PR #615, opened 2018-10-12
Refactor/remove bower dependency

Scarysize:
This removes `bowser` as a (somewhat heavy) dependency. The prefix for the cursor `grab` and `grabbing` CSS attributes are not necessary anymore.

- Chrome, Firefox & Edge work with the un-prefixed versions
- Safari won't work with with either

AFAIK this is only used in `<InteractiveMap />`:

https://github.com/uber/react-map-gl/blob/28c38848f0653ed1b2d0b6be363bb6e318c7ac47/src/components/interactive-map.js#L119-L121

which is called here:

https://github.com/uber/react-map-gl/blob/28c38848f0653ed1b2d0b6be363bb6e318c7ac47/src/components/interactive-map.js#L312-L317

An alternativ solution might be to just have a CSS class on the element: 

https://github.com/uber/react-map-gl/blob/28c38848f0653ed1b2d0b6be363bb6e318c7ac47/src/components/interactive-map.js#L324

this would allow for fallback values via CSS:

```
.event-canvas {
  /* ... */
  cursor: grab
  cursor: -moz-grab
  cursor: -webkit-grab
}
```


Pessimistress:
@Scarysize if you could sign the CLA I'll include this change in the next release.

Scarysize:
Signed the CLA and solved the merge conflict. Thanks for the fast response! Any idea when the next release will be? We can use the github branch as a npm dependency for now, but an official release would great.

Pessimistress:
Published 3.3.6

Scarysize:
Thanks a lot for resolving this so quickly, appreciate it!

_Problem to work on_.
Give back, unchanged, the line containing "Signed the CLA" and each line that comes after it in the entries above, ending with the last.

_Task result_.
Signed the CLA and solved the merge conflict. Thanks for the fast response! Any idea when the next release will be? We can use the github branch as a npm dependency for now, but an official release would great.

Pessimistress:
Published 3.3.6

Scarysize:
Thanks a lot for resolving this so quickly, appreciate it!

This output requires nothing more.